Dans le cas de l’Alberta, le gouvernement ne devrait pas laisser passer l’occasion offerte par la baisse actuelle des revenus de corriger un grave problème budgétaire structurel à long terme associé aux dépenses de programme élevées par habitant par rapport aux autres provinces, à l’insuffisance des recettes fiscales autres que les ressources pour couvrir les dépenses de fonctionnement et aux revenus directs volatils tirés des ressources. Cela peut nécessiter une approche à trois volets : (1) réduire les dépenses de fonctionnement courantes, y compris la restriction des salaires et des traitements, tout en stimulant l’investissement dans les infrastructures essentielles alors que l’investissement privé est faible; (2) élargir les assiettes de l’impôt sur le revenu et de l’impôt à la consommation, et augmenter les frais d’utilisation; et (3) l’établissement d’un cadre stratégique pour l’utilisation future des recettes tirées directement des ressources.
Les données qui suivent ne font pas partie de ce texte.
PR #75, opened 2019-06-06
Fix NoMethodError (undefined method `stats' for nil:NilClass)

bdunne:
When the Puma server is not initialized (doing anything other than rails s) the @get_stats variable on the Puma module is not defined, so calling stats on it raises NoMethodError.

### DIFF
--- a/lib/manageiq/api/common/middleware/web_server_metrics.rb
+++ b/lib/manageiq/api/common/middleware/web_server_metrics.rb
@@ -40,7 +40,7 @@ module ManageIQ
             @request_counter.increment(counter_labels)
             @request_histogram.observe(duration, duration_labels)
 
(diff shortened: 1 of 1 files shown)


lib/manageiq/api/common/middleware/web_server_metrics.rb
```diff
@@ -49,6 +49,12 @@ def call(env)
           def strip_ids_from_path(path)
             path.gsub(%r{/\d+(/|$)}, '/:id\\1')
           end
+
+          def puma_stats
+            JSON.parse(Puma.stats)
```
carbonin: I think I'd prefer `Puma ? JSON.parse(Puma.stats) : {}` over the rescue.

carbonin: Nevermind talked with @bdunne that's not the issue here. :tired_face:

Un tel cadre pourrait prévoir que les revenus futurs provenant des redevances et des ventes de terres seront déposés dans un fonds spécial non budgétaire qui pourrait être composé d’une composante de richesse souveraine (c.-à-d. un véritable fonds patrimonial à la Norvège) et d’une composante de développement (pour les dépenses en immobilisations afin de soutenir le développement futur de l’industrie albertaine).
La chute des prix du pétrole a entraîné une dépréciation substantielle du dollar canadien qui devrait faciliter l’ajustement de l’économie à la perte importante des termes de l’échange découlant du repli des prix du pétrole. Cet ajustement implique une augmentation des exportations canadiennes réelles nettes en réponse à l’amélioration de la compétitivité des coûts des producteurs canadiens de biens et de services résultant de la faiblesse du dollar canadien. Les exportations manufacturières du centre du Canada et les exportations nettes de services de voyage et de tourisme devraient être les principaux bénéficiaires de l’augmentation de la compétitivité du Canada. De meilleures perspectives de ventes nettes à l’étranger encourageraient à leur tour plus d’investissements des entreprises afin d’accroître la capacité et d’accroître la productivité, qui est de plus en plus en deçà du niveau des États-Unis au cours des dernières décennies. Toutefois, pour que ces rajustements se concrétisent pleinement, il est impératif que les salaires et les coûts canadiens en dollars canadiens soient maîtrisés (c.-à-d. qu’ils n’augmentent pas plus rapidement que la productivité canadienne) afin que le gain initial de compétitivité ne soit pas considérablement érodé par la suite. Cela est pertinent non seulement pour le centre du Canada, mais aussi pour le reste du pays, y compris l’Alberta, où les coûts ont augmenté au cours des dernières années.